## Work to complete
Show, from the entries below, every line in which "refactored" appears.
---+---
PR #411, opened 2021-08-15
modify for freetds coredump when connect failed

xingqiaojin:
modify for freetds coredump when connect failed


fziglio:
It's not clean what this PR is about.

xingqiaojin:
> It's not clear what this PR is about.
If it returned INT_EXIT when connect the DB is failed , will cause the service restart. so we need modify it.

freddy77:
You have to set the error handler

Issue #232, opened 2018-08-20
Implement Dna Hash


ddd-mtl:
Hash of dna should be done and made available in core lib.

PR #483, opened 2018-10-15
Implement DNA hash Global

Connoropolous:
screen shot 2018-10-14 at 11 46 49 pm

#232


ddd-mtl:
Once the entry refactor is done. Dna should implement the Entry trait which is AddressableContent, so hash should be retrieved by just callind address()

Connoropolous:
Yes, nice. We can leave it wip till then... But check out the update just now too

PR #485, opened 2018-10-16
470 file storage passed in context.

AshantiMutinta:
Passing the File Storage in EAV and using it around the core.


core/src/dht/dht_store.rs
```diff
@@ -63,8 +63,9 @@ where
     // Linking
     // =======
     pub fn add_link(&mut self, _link: &Link) -> Result<(), HolochainError> {
-        // FIXME
-        Err(HolochainError::NotImplemented)
+        let link_eav = EntityAttributeValue::new(&_link.base(), &_link.tag(), &_link.target());
+        Ok(self.meta_storage.add_eav(&link_eav)?)
+        // Err(HolochainError::NotImplemented)
```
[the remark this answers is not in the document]
AshantiMutinta: Awesome, Will revert

Connoropolous:
So excited this is happening! 

Is it still WIP @AshantiMutinta or ready for another review?

AshantiMutinta:
> 
> 
> So excited this is happening!
> 
> Is it still WIP @AshantiMutinta or ready for another review?

yay!! Just a few more things and it should be fine! so still WIP for now 💃

thedavidmeister:
@AshantiMutinta not sure if this is already on your mind, but can we put the actual path in and make this all live?

something like `$HOME/.hc/storage/...` would work for me

core/src/agent/state.rs
```diff
@@ -134,20 +134,22 @@ fn reduce_commit_entry(
...
     ) -> Result<Address, HolochainError> {
-        state.chain.content_storage().add(entry)?;
-        state.chain.content_storage().add(chain_header)?;
+        let mut res_context = context.clone();
+        res_context.file_storage.add(entry)?;
+        res_context.file_storage.add(chain_header)?;
         Ok(entry.address())
     }
-    let res = response(state, &entry, &chain_header);
+    let result = response(&*context, state, &entry, &chain_header);
```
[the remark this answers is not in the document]
AshantiMutinta: Reference of the arc dereference :)

core/src/context.rs
```diff
@@ -10,6 +10,13 @@ use std::sync::{
     Arc, Mutex, RwLock, RwLockReadGuard,
 };
 
+use holochain_cas_implementations::cas::file::FilesystemStorage;
+
+#[cfg(target_os = "linux")]
```
Connoropolous: @AshantiMutinta does this target mac as well?

core_api_c_binding/src/lib.rs
```diff
@@ -27,17 +27,21 @@ impl Logger for NullLogger {
 pub unsafe extern "C" fn holochain_new(ptr: *mut Dna) -> *mut Holochain {
     let agent = Agent::from("c_bob".to_string());
 
-    let context = Arc::new(Context::new(
+    let context = Context::new(
         agent,
         Arc::new(Mutex::new(NullLogger {})),
         Arc::new(Mutex::new(SimplePersister::new())),
-    ));
+        "holostorage",
```
Connoropolous: What is this "holostorage" string? What does it do? 

I think it might not be a good choice of name, since it once again sets up a holo <> holochain confusion

AshantiMutinta: Changes still incoming :) have a push that uses the static storage variable instead.

core/src/context.rs
AshantiMutinta: Oh yes, will be having a push in a few minutes

core_api_c_binding/src/lib.rs
Connoropolous: Nice, sorry :p

AshantiMutinta: hehe no problem!! For this to work such questions need to be asked hehe

core/src/context.rs
sphinxc0re: There is already a crate for this that manages home directories

sphinxc0re: Specifically: https://crates.io/crates/dirs

sphinxc0re: Or: https://crates.io/crates/directories

AshantiMutinta: Nice, will make those updates and push! Thank you

core_api_c_binding/src/lib.rs
```diff
@@ -27,17 +27,21 @@ impl Logger for NullLogger {
 pub unsafe extern "C" fn holochain_new(ptr: *mut Dna) -> *mut Holochain {
     let agent = Agent::from("c_bob".to_string());
 
-    let context = Arc::new(Context::new(
+    let context = Context::new(
```
ddd-mtl: I would rename to `maybe_context` or some other name that makes it clear its a result.

core/src/agent/state.rs
```diff
@@ -134,20 +134,22 @@ fn reduce_commit_entry(
...
+        context: &Context,
         state: &mut AgentState,
         entry: &Entry,
         chain_header: &ChainHeader,
     ) -> Result<Address, HolochainError> {
-        state.chain.content_storage().add(entry)?;
-        state.chain.content_storage().add(chain_header)?;
+        let mut res_context = context.clone();
+        res_context.file_storage.add(entry)?;
+        res_context.file_storage.add(chain_header)?;
```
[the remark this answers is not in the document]
AshantiMutinta: Could it be refactored with the dht storage? I could revert it back if that is the case. I only added this because it was only an in memory store for persistence.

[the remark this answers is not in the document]
AshantiMutinta: Oh yeah Chainstore takes in a CAS so I will make that change definitely. Will probably cause an explosion of the state type all around but no problem

core/src/context.rs
```diff
@@ -22,6 +31,7 @@ pub struct Context {
     state: Option<Arc<RwLock<State>>>,
     pub action_channel: SyncSender<ActionWrapper>,
     pub observer_channel: SyncSender<Observer>,
+    pub file_storage: FilesystemStorage,
```
lucksus:
```suggestion
    pub file_storage: Box<dyn ContentAddressableStorage>,
```

core_api_c_binding/src/lib.rs
```diff
@@ -3,7 +3,7 @@ extern crate holochain_core;
 extern crate holochain_core_api;
 extern crate holochain_dna;
 
-use holochain_core::context::Context;
+use holochain_core::context::{Context, STORAGE_PATH};
```
lucksus: This is weird.

The storage path should not be in the module context, and not in the crate core.
Actually the storage path has to come in as a parameter to `holochain_new` below.

core_api_c_binding/src/lib.rs
```diff
@@ -27,17 +27,21 @@ impl Logger for NullLogger {
 pub unsafe extern "C" fn holochain_new(ptr: *mut Dna) -> *mut Holochain {
     let agent = Agent::from("c_bob".to_string());
 
-    let context = Arc::new(Context::new(
+    let context = Context::new(
         agent,
         Arc::new(Mutex::new(NullLogger {})),
         Arc::new(Mutex::new(SimplePersister::new())),
-    ));
+        STORAGE_PATH,
```
lucksus: This is where a `FileSystemStorage` should be created and put in a `Box`, so that core does not need to know anything about any CAS implementation.

wasm_utils/Cargo.toml
```diff
@@ -8,6 +8,7 @@ serde = "1.0"
 serde_derive = "1.0"
 serde_json = { version = "1.0", features = ["preserve_order"] }
 holochain_core_types = { path = "../core_types" }
+tempfile = "3"
```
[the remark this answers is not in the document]
lucksus: Yes

core/src/context.rs
lucksus: I don't think this belongs in here. The path should be set in the container. Ultimately, the CAS implementation has to be instantiated in the container and passed in to `holochain_new()` via the context. But we said for the DevCamp we always construct a `FileSystemStorage` in `core_api` with only the path set by the container.

In HoloSqape (and hcshell of that matter) I am using Qt's `QStandardPaths` to get the right path for the settings, which are actually very different for all three OSs (like $HOME/Library/Preferences/<App Name> for macOS and something else for Windows)

core/src/context.rs
AshantiMutinta: This needs to be done in another story because it means Context<T>. This causes an implosion of types which need to be changed across the system. This might also mean lifetimes but good suggestion!

hdk-rust/Cargo.toml
```diff
@@ -10,6 +10,7 @@ serde_json = "1.0"
 bitflags = "1.0"
 lazy_static = "1.1.0"
 holochain_wasm_utils = { path = "../wasm_utils" }
+tempfile="3"
```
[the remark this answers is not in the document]
AshantiMutinta: Just for creating the tempfiles in the tests :)

core/src/context.rs
thedavidmeister: @lucksus @AshantiMutinta we deliberately said that we would just hardcode for this PR to avoid the type implosion or lifetimes

i was actually kind of assuming a very lightweight actor to return the storage would avoid the type issues, but this is a future conversation

hdk-rust/Cargo.toml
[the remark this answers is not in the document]
ddd-mtl: Would you mind moving it to [dev-dependencies] then?

ddd-mtl:
still blocking for me:
 - tempfile crate added to normal dependencies and not dev-dependencies.

core/src/context.rs
lucksus: I don't understand what you mean with explosion of types and lifetimes.. 

I was saying hardcoding the path for the filestorage the gets set in the context when passing it to core, which means the context does depend on a specific CAS implementation.

The SoA says: "The storage implementation is passed into HC core via the Context."

AshantiMutinta: Passing a CAS into the context will mean that the struct has to be refactored to have a type definition e.g. struct context<T:CAS>{...}then you have your Box<T> in that. The reason being the type is valid(so it can be used in methods and return types but can't be constructed in a struct. Context touches so many things so you will likely have to touch every part that uses context that is if you don't pass it around an associated type wrapper

Hardcoding for now gets passed this and attempts and uses it as if it wasn't even a trait. Benefit I could see from doing it this right now is that it makes the refactor much easier only in the chainstore context cause not a lot of things will change. Context taking in a filesystemeav or filesystemcas could potentially be a huge refactor

core_api_c_binding/src/lib.rs
```diff
@@ -25,23 +32,42 @@ impl Logger for NullLogger {
...
-        Arc::new(Mutex::new(SimplePersister::new())),
-    ));
+    let context = get_context();
 
     assert!(!ptr.is_null());
     let dna = Box::from_raw(ptr);
 
-    match Holochain::new(*dna, context) {
-        Ok(hc) => Box::into_raw(Box::new(hc)),
+    match context {
```
sphinxc0re:
```suggestion
context.and_then(|con| Holochain::new(*dna, Arc::new(con))
    .and_then(|hc| Box::into_raw(Box::new(hc)))
).unwrap_or_else(|| std::ptr::null_mut())
```

sphinxc0re: I thought it might be bothersome to always sync up the last two lines (the ones with the `ptr::null_mut()`)

core/src/state.rs
```diff
@@ -20,17 +20,17 @@ pub struct State {
...
         let content_storage =
             MemoryStorage::new().expect("could not create new cas memory storage");
         let eav_storage = EavMemoryStorage::new().expect("could not create new eav memory storage");
-
+        let file_storage = &(*context).file_storage;
         State {
             nucleus: Arc::new(NucleusState::new()),
-            agent: Arc::new(AgentState::new(ChainStore::new(content_storage.clone()))),
+            agent: Arc::new(AgentState::new(ChainStore::new(file_storage.clone()))),
             dht: Arc::new(DhtStore::new(content_storage.clone(), eav_storage.clone())),
```
lucksus: Can we use the same storage for the DHT here as well? Is there a reason to leave DhtStore with the memory storage? @AshantiMutinta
---+---
## Result of the exercise
AshantiMutinta: Could it be refactored with the dht storage? I could revert it back if that is the case. I only added this because it was only an in memory store for persistence.
AshantiMutinta: Passing a CAS into the context will mean that the struct has to be refactored to have a type definition e.g. struct context<T:CAS>{...}then you have your Box<T> in that. The reason being the type is valid(so it can be used in methods and return types but can't be constructed in a struct. Context touches so many things so you will likely have to touch every part that uses context that is if you don't pass it around an associated type wrapper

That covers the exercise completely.